Onderzoekers hebben in beerputten in Amsterdam vijf unieke verrekijkers uit de achttiende eeuw teruggevonden. In totaal zijn drie bijna complete verrekijkers teruggevonden. Daarnaast zijn er nog fragmenten van twee andere verrekijkers ontdekt.

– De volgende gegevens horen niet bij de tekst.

PR #60, opened 2015-08-21
Ensure that provided bind_address is correct

kxepal:
`invalid_bind_address` error is more helpful than `badmatch` from deeps of mochiweb internals.

### DIFF
--- a/src/chttpd.erl
+++ b/src/chttpd.erl
@@ -109,7 +109,11 @@ start_link(https) ->
     start_link(https, Options).
 
 start_link(Name, Options) ->
-    IP = with_default(config:get("chttpd", "bind_address"), any),
+    IP = case config:get("chttpd", "bind_address", "any") of
+             "any" -> any;
+             Else -> Else
+         end,
+    ok = couch_httpd:validate_bind_address(IP),
 
     Options1 = Options ++ [
         {loop, fun ?MODULE:handle_request/1},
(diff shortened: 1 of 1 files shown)


rnewson:
+1

src/chttpd.erl
```diff
@@ -109,7 +109,8 @@ start_link(https) ->
     start_link(https, Options).
 
 start_link(Name, Options) ->
-    IP = with_default(config:get("chttpd", "bind_address"), any),
+    IP = config:get("chttpd", "bind_address", "any"),
+    couch_httpd:validate_bind_address(IP),
```
rnewson: you need to use the return value of validate_bind_address here (to have it converted to atom any)

kxepal: AAA! Indeed I miss that moment. Thanks.

src/chttpd.erl
```diff
@@ -109,7 +109,11 @@ start_link(https) ->
     start_link(https, Options).
 
 start_link(Name, Options) ->
-    IP = with_default(config:get("chttpd", "bind_address"), any),
+    IP = case config:get("chttpd", "bind_address", "any") of
+             "any" -> any;
+             Else -> Else
+         end,
+    couch_httpd:validate_bind_address(IP),
```
rnewson: say `ok =` here

rnewson:
+1

PR #61, opened 2015-08-21
Expose /_system handler

kxepal:


src/chttpd_httpd_handlers.erl
```diff
@@ -25,6 +25,7 @@ url_handler(<<"_replicate">>)      -> fun chttpd_misc:handle_replicate_req/1;
 url_handler(<<"_uuids">>)          -> fun chttpd_misc:handle_uuids_req/1;
 url_handler(<<"_session">>)        -> fun chttpd_auth:handle_session_req/1;
 url_handler(<<"_up">>)             -> fun chttpd_misc:handle_up_req/1;
+url_handler(<<"_system">>)         -> fun chttpd_misc:handle_system_req/1;
```
rnewson: we don't want this here, we want a 404.

rnewson:
+1 after removing /_system. We want that to 404, the correct method is /_node/<fqdn>/_system as this works on any node for any node.

src/chttpd_httpd_handlers.erl
kxepal: ok, fixed

rnewson:
+1. I agree we should move this handle to couch/src/couch_httpd_ instead, but not blocking the release.

kxepal:
Ok, will move it later with next iteration.

kxepal:
Closed with 936e8ee

PR #62, opened 2015-08-21
add clusterwide compaction for dbs

robertkowalski:
COUCHDB-2492

Still missing: per view compaction

### DIFF
--- a/src/chttpd_db.erl
+++ b/src/chttpd_db.erl
@@ -225,9 +225,20 @@ maybe_flush_changes_feed(Acc0, Data, Len) ->
     },
     {ok, Acc}.
 
-handle_compact_req(Req, _) ->
-    Msg = <<"Compaction must be triggered on a per-shard basis in CouchDB">>,
-    couch_httpd:send_error(Req, 403, forbidden, Msg).
+handle_compact_req(#httpd{method='POST', path_parts=[_DbName, <<"_compact">>, _DesignName | _]}=Req, _Db) ->
+    Msg = <<"Compactions for views must be triggered on a per-shard basis in CouchDB">>,
+    couch_httpd:send_error(Req, 403, forbidden, Msg);
+
+handle_compact_req(#httpd{method='POST', path_parts=[_DbName, <<"_compact">>]}=Req, Db) ->
+    couch_httpd:validate_ctype(Req, "application/json"),
+    ok = couch_db:check_is_admin(Db),
+    couch_httpd:body(Req),
+    fabric:compact_db(Db#db.name),
+    send_json(Req, 202, {[{ok, true}]});
+
+handle_compact_req(Req, _Db) ->
+    send_method_not_allowed(Req, "POST").
+
 
 handle_view_cleanup_req(Req, Db) ->
     ok = fabric:cleanup_index_files(Db),


src/chttpd_db.erl
```diff
@@ -225,9 +225,19 @@ maybe_flush_changes_feed(Acc0, Data, Len) ->
...
 
-handle_compact_req(Req, _) ->
-    Msg = <<"Compaction must be triggered on a per-shard basis in CouchDB">>,
-    couch_httpd:send_error(Req, 403, forbidden, Msg).
+handle_compact_req(#httpd{method='POST'}=Req, Db) ->
+    case Req#httpd.path_parts of
+        [_DbName, <<"_compact">>] ->
+            ok = couch_db:check_is_admin(Db),
+            couch_httpd:validate_ctype(Req, "application/json"),
+            _ = couch_httpd:body(Req),
```
eiri: If you are not interested in the response, why do you need an assign to pass through? :)

kxepal: I believe it's intentional. See https://github.com/apache/couchdb-couch/pull/36 for the case.

src/chttpd_db.erl
```diff
@@ -225,9 +225,19 @@ maybe_flush_changes_feed(Acc0, Data, Len) ->
     },
     {ok, Acc}.
 
-handle_compact_req(Req, _) ->
-    Msg = <<"Compaction must be triggered on a per-shard basis in CouchDB">>,
-    couch_httpd:send_error(Req, 403, forbidden, Msg).
+handle_compact_req(#httpd{method='POST'}=Req, Db) ->
+    case Req#httpd.path_parts of
```
kxepal: Why not to match path_parts with the function signature?

kxepal:
Does it works?
```
Compiled src/chttpd_httpd_handlers.erl
/home/kxepal/projects/asf/couchdb/couchdb/src/chttpd/src/chttpd_db.erl:236: syntax error before: 'end'
/home/kxepal/projects/asf/couchdb/couchdb/src/chttpd/src/chttpd_db.erl:17: function handle_compact_req/2 undefined
Compiling /home/kxepal/projects/asf/couchdb/couchdb/src/chttpd/src/chttpd_db.erl failed:
```

src/chttpd_db.erl
eiri: I understand what call to `body` does, but assign to untagged match all has at most a decorative value.

src/chttpd_db.erl
robertkowalski: will add another case for view compaction soon

robertkowalski:
> Does it works?

ah good catch, had some leftovers from the changes i already made for view copaction

src/chttpd_db.erl
```diff
@@ -225,9 +225,23 @@ maybe_flush_changes_feed(Acc0, Data, Len) ->
     },
     {ok, Acc}.
 
-handle_compact_req(Req, _) ->
-    Msg = <<"Compaction must be triggered on a per-shard basis in CouchDB">>,
-    couch_httpd:send_error(Req, 403, forbidden, Msg).
+handle_compact_req(#httpd{method='POST'}=Req, Db) ->
+    couch_httpd:validate_ctype(Req, "application/json"),
+    case Req#httpd.path_parts of
```
rnewson: this is the first time I've seen path matching within a function, everywhere else we do this at the top level of the function. So, please make this two separate clauses.

robertkowalski: interesting, i took the original compact handler at https://github.com/apache/couchdb-couch/blob/aa5d63fce03f6bac18e7c1ffbbaf84f898baf010/src/couch_httpd_db.erl#L161 as an inspiration. will change it

src/chttpd_db.erl
```diff
@@ -225,9 +225,24 @@ maybe_flush_changes_feed(Acc0, Data, Len) ->
     },
     {ok, Acc}.
 
-handle_compact_req(Req, _) ->
-    Msg = <<"Compaction must be triggered on a per-shard basis in CouchDB">>,
-    couch_httpd:send_error(Req, 403, forbidden, Msg).
+handle_compact_req(#httpd{
+        method='POST', path_parts=[_DbName, <<"_compact">>, _DesignName | _]
```
rnewson: fix indentation. best to have this on one line even if's long.

rnewson:
+1 after indentation and squash

rnewson:
changing my mind on this to -1, I commented on the jira ticket COUCHDB-2492 with more justification.

robertkowalski:
feel free to revert it

robertkowalski:
its on master already

robertkowalski:
added some comments to the ticket

PR #65, opened 2015-08-25
Refactor test suite for httpd endpoints

iilyak:
Split out common parts into util module so we can reuse test suite.
The util module could be used for testing:
- endpoints defined in other applications
- overridden endpoints

COUCHDB-2789


iilyak:
This PR depends on https://github.com/apache/couchdb-couch-epi/pull/6

src/chttpd_httpd_handlers_test_util.erl
```diff
@@ -0,0 +1,200 @@
...
+%%%=========================================================================
+%%%  Test environment defintions
+%%%=========================================================================
+
+start(App, Apps) ->
+    Ctx = test_util:start_couch(Apps),
+    wait_handlers(App),
+    Ctx.
+
+setup("mocked") ->
```
kxepal: Why not use atoms here?

test/chttpd_httpd_handlers_tests.erl
```diff
@@ -0,0 +1,54 @@
...
+        {<<"_utils">>, chttpd_misc, handle_utils_dir_req},
+        {<<"_all_dbs">>, chttpd_misc, handle_all_dbs_req},
+        {<<"_active_tasks">>, chttpd_misc, handle_task_status_req},
+        {<<"_node">>, chttpd_misc, handle_node_req},
+        {<<"_reload_query_servers">>, chttpd_misc, handle_reload_query_servers_req},
+        {<<"_replicate">>, chttpd_misc, handle_replicate_req},
+        {<<"_uuids">>, chttpd_misc, handle_uuids_req},
+        {<<"_session">>, chttpd_auth, handle_session_req},
+        {<<"_up">>, chttpd_misc, handle_up_req},
+        {<<"anything">>, chttpd_db, handle_request}
```
kxepal: I wonder if there is a way to not have this list duplicate definitions in chttpd_chttpd_handlers...at least for handlers.

iilyak: It would be trivial with elixir macro :-).

On a serious note though few ideas to consider (crazy ones as well).
1. Use https://github.com/richcarl/merl to generate `handlers` clauses
2. Extract the info from beam chunks somehow
3. Use macro somehow (very problematic with erlang text based preprocessor).
4. Define handlers as it is done in tests (performance impact).
5. Require something like `endpoints(db_handler) -> [<<"_view_cleanup">>, <<"compact">>]` in `<app>_httpd_handlers.erl`

iilyak: 5. Is the simplest one

iilyak: On a side note. I am also thinking rather it would be better to place tests in `<app>_httpd_handlers.erl` itself.

iilyak: I'm actually quite like option 5)

kxepal: > I am also thinking rather it would be better to place tests in <app>_httpd_handlers.erl itself.

+1 - this will at least help to not miss the tests if you're going to modify handlers. My point here was about to not fall into situation, when you change/update `<app>_httpd_handlers.erl` and not update the tests (they may eventually stay green after) and imho this should help a bit.

> It would be trivial with elixir macro :-).

I think use elixir for testing is not a bad idea at all. They have quite friendly and powerful tools for that. But not today (:

iilyak:
I did rework the structure of the PR a little bit. 
Now it has mandatory `endpoint/1` function in every `<app>_httpd_handlers.erl` to facilitate introspection.
Let me know what you think.

kxepal:
I think it's good and helpful for introspection proposes. And one more step closer to the same behavior as `httpd_*_handlers` config options provides now (:

janl:
@iilyak @davisp are you planning to bring this up to master, or can we close this?

iilyak:
stale PR

PR #69, opened 2015-09-08
Dont insert nil

rnewson:


kxepal:
LGFM. Would you like to handle other tabs in the same module with "remove tabs" commit?

rnewson:
I think for today I just want to fix the tabs in that function, as they made the functional change diff look very weird. We should do a full sweep and convert all tabs at some point.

Alle objecten zijn gemaakt van dierlijke botten, zo schrijft gastonderzoeker Marloes Rijkelijkhuizen van het
Amsterdams Archeologisch Centrum in haar onderzoeksverslag. De ontdekkingen werden enige tijd geleden al gedaan, maar zijn nu pas gepubliceerd in de
Journal of archeology in the Low countries (
JALC).
Van één verrekijker is zeker dat deze uit de periode tussen 1725 en 1775 stamt. Deze telescoop werd ontdekt in de Vinkenstraat in het centrum. Er werd ook een verrekijker gevonden in de Korte Houtstraat, bij het Waterlooplein. Deze stamt uit de periode tussen 1725 en 1750. De andere verrekijkers stammen alle hoogstwaarschijnlijk ook uit de achttiende eeuw.

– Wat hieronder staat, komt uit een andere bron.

PR #72, opened 2015-09-11
Allow filtering of active tasks by property

rnewson:
COUCHDB-2807

### DIFF
--- a/src/chttpd_misc.erl
+++ b/src/chttpd_misc.erl
@@ -130,6 +130,13 @@ all_dbs_callback({error, Reason}, #vacc{resp=Resp0}=Acc) ->
     {ok, Resp1} = chttpd:send_delayed_error(Resp0, Reason),
     {ok, Acc#vacc{resp=Resp1}}.
 
+handle_task_status_req(#httpd{method='GET', path_parts=[_, K, V]}=Req) ->
+    {Replies, _BadNodes} = gen_server:multi_call(couch_task_status,
+        {filter, K, V}),
+    Response = lists:flatmap(fun({Node, Tasks}) ->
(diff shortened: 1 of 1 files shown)


kxepal:
I think API is incorrect since you use HTTP resources as filters, not to define some new thing. I think filtering should be done with query parameters, which will allow to filter by multiple properties, like "show me all replications for node1 which run by user foo against target bar".

kxepal:
Also, it seems not all properties could be used for filtering:
```
$ http --json http://localhost:15984/_active_tasks/continuous/true
[
    {
        "changes_pending": 1692895,
        "checkpoint_interval": 5000,
        "checkpointed_source_seq": 57182,
        "continuous": true,
        "doc_id": null,
        "doc_write_failures": 0,
        "docs_read": 6118,
        "docs_written": 6118,
        "missing_revisions_found": 6118,
        "node": "node1@127.0.0.1",
        "pid": "<0.1641.0>",
        "replication_id": "a2d6fd6b275527acdf245abca30d7597+continuous+create_target",
        "revisions_checked": 6118,
        "source": "http://localhost:5984/hashes/",
        "source_seq": 57182,
        "started_on": 1442074677,
        "target": "http://127.0.0.1:15984/hashes/",
        "through_seq": 57182,
        "type": "replication",
        "updated_on": 1442075004,
        "user": null
    }
]

$ http --json http://localhost:15984/_active_tasks/node/node1%40127.0.0.1
[]

$ http --json http --json http://localhost:15984/_active_tasks/pid/%3C0.1641.0%3E
[]
```

rnewson:
I don't like it after all

PR #73, opened 2015-09-16
POST to /{db}/_all_docs with invalid keys should return 400

nickva:
Now they return 500. Since there is nothing wrong on the server,
400 is more appropriate.

For example, turns requests like these:

http -a adm:pass POST http://127.0.0.1:15984/db1/_all_docs  keys:='["1",2]'
HTTP/1.1 500 Internal Server Error

{
    "error": "2",
    "reason": "{illegal_docid,2}"
}

Into:

http -a adm:pass POST http://127.0.0.1:15984/db1/_all_docs  keys:='["1",2]'
HTTP/1.1 400 Bad Request

{
    "error": "illegal_docid",
    "reason": 2
}

COUCHDB-2815

### DIFF
--- a/src/chttpd.erl
+++ b/src/chttpd.erl
@@ -818,6 +818,8 @@ error_info({error, {illegal_database_name, Name}}) ->
         "digits (0-9), and any of the characters _, $, (, ), +, -, and / ",
         "are allowed. Must begin with a letter.">>,
     {400, <<"illegal_database_name">>, Message};
+error_info({_DocID,{illegal_docid,DocID}}) ->
+    {400, <<"illegal_docid">>,DocID};
 error_info({missing_stub, Reason}) ->
     {412, <<"missing_stub">>, Reason};
 error_info(request_entity_too_large) ->
--- a/test/chttpd_error_info_tests.erl
+++ b/test/chttpd_error_info_tests.erl
@@ -116,6 +116,10 @@ error_info_test() ->
                " the characters _, $, (, ), +, -, and / are allowed."
                " Must begin with a letter.">>}
         },
+	{
+            {Error, {illegal_docid,1}},
+            {400, <<"illegal_docid">>, 1}
+	},
         {
             {missing_stub, Reason},
             {412, <<"missing_stub">>, Reason}


kxepal:
Hm, it seems we have broken compatibility here. What CouchDB 1.6.1 respond on the same request:

```
$ http POST http://127.0.0.1:5984/db/_all_docs keys:='["1",2]'
HTTP/1.1 200 OK
Date: Wed, 16 Sep 2015 21:08:23 GMT
ETag: "2EDF75VE1NJ20YC70YR128RDV"
Server: CouchDB/1.6.1 (Erlang OTP/18)
Transfer-Encoding: chunked

{
    "offset": 0,
    "rows": [
        {
            "id": "1",
            "key": "1",
            "value": {
                "deleted": true,
                "rev": "4-8bce95a01cc91f50756eb75737dd3946"
            }
        },
        {
            "error": "not_found",
            "key": 2
        }
    ],
    "total_rows": 26
}
```

I think 2.0 should follow the same algorithm which is more friendly for eventual user mistakes.

kxepal:
However, your changes here are also important since invalid document id shouldn't cause server error as it's user one in 99.9% of cases. So I'm +1 here, but /_all_docs still have to be fixed additionally.

nickva:
Kxepal, I see your point. I thought of the compatibility issue as well, and saw the behavior when tested it under 1.x version with Cloudant's code. But a 400 result for whole request seems more right, as it lets the user know that it is not that the key is simply not there, but the request is malformed.

rnewson:
I'd prefer to see `{ "error": "illegal_docid", "reason": 2 }` where couchdb sends `{"error": "not_found",       "key": 2 }` in the response, that seems to be all that's needed here.

in 3.0 I really want to fix up all our request/response handling by using a framework that enforces the same semantics for all endpoints, at that point we can make many new, helpful 400 responses for bad requests.

nickva:
As another point of reference, I compared behavior with _bulk_docs on 2.0 and it seems to return 400 if at least one key is malformed (which would be consistent with this pr). 

```
$ http -a adm:pass POST http://127.0.0.1:15984/db1/_bulk_docs docs:='[ { "_id":3 }, { "_id":"4" } ]'
HTTP/1.1 400 Bad Request
Content-Length: 64
Date: Thu, 17 Sep 2015 14:36:19 GMT
Server: CouchDB/b8b9968 (Erlang OTP/17)
X-Couch-Request-ID: 2fd36db438
X-CouchDB-Body-Time: 0

{
    "error": "bad_request",
    "reason": "Document id must be a string"
}

nvatama@nvm chttpd (master) $ http -a adm:pass POST http://127.0.0.1:15984/db1/_bulk_docs docs:='[ { "_id":"3" }, { "_id":"4" } ]'
HTTP/1.1 201 Created
Content-Length: 130
Date: Thu, 17 Sep 2015 14:36:56 GMT
Server: CouchDB/b8b9968 (Erlang OTP/17)
X-Couch-Request-ID: 9adef1b5e8
X-CouchDB-Body-Time: 0

[
    {
        "id": "3",
        "ok": true,
        "rev": "1-967a00dff5e02add41819138abb3284d"
    },
    {
        "id": "4",
        "ok": true,
        "rev": "1-967a00dff5e02add41819138abb3284d"
    }
]
```

rnewson:
2.0 does that because we pulled that up from dbcore. The topic here is what _should_ we do.

rnewson:
+1 after #couchdb-dev discussion

kxepal:
+1

PR #74, opened 2015-09-17
Use illegal_docid error for really bad document ids

kxepal:


kxepal:
See also: https://github.com/apache/couchdb-couch/pull/101

tonysun83:
just curious why we're adding an extra match here in addition to this change:

https://github.com/apache/couchdb-chttpd/pull/73/files

kxepal:
@tonysun83 

First match `{illegal_docid, Reason}` is for direct `couch_doc:validate_docid/1` call.
Second match goes for all_docs view and caused by some fabric internals. I didn't found where and why it's so awkward.

tonysun83:
ah, from the other PR you referenced above. I see it now.
+1.

rnewson:
+1

PR #75, opened 2015-09-21
Reject database names with path segments over 128 characters

rnewson:
COUCHDB-2821

### DIFF
--- a/src/chttpd.erl
+++ b/src/chttpd.erl
@@ -820,6 +820,9 @@ error_info({error, {illegal_database_name, Name}}) ->
     {400, <<"illegal_database_name">>, Message};
 error_info({_DocID,{illegal_docid,DocID}}) ->
     {400, <<"illegal_docid">>,DocID};
+error_info({error, {database_name_too_long, DbName}}) ->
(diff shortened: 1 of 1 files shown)


src/chttpd.erl
```diff
@@ -820,6 +820,10 @@ error_info({error, {illegal_database_name, Name}}) ->
     {400, <<"illegal_database_name">>, Message};
 error_info({_DocID,{illegal_docid,DocID}}) ->
     {400, <<"illegal_docid">>,DocID};
+error_info({error, {database_name_too_long, DbName}}) ->
+    {400, database_name_too_long,
```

‘De verrekijkers zijn unieke vondsten, omdat dergelijke voorwerpen meestal niet gevonden worden in opgravingen, maar eerder bijvoorbeeld in museale collecties aanwezig zijn,' zegt Rijkelijkhuizen in het online wetenschapsblad
scientias.nl. In museale collecties wordt tevens vaak de aandacht gericht op grotere telescopen en de kleinere zakverrekijkers komen minder vaak in de aandacht. Enkele van de verrekijkers uit Amsterdam zijn bovendien vrij compleet en zelfs enkele glazen lenzen zijn intact.’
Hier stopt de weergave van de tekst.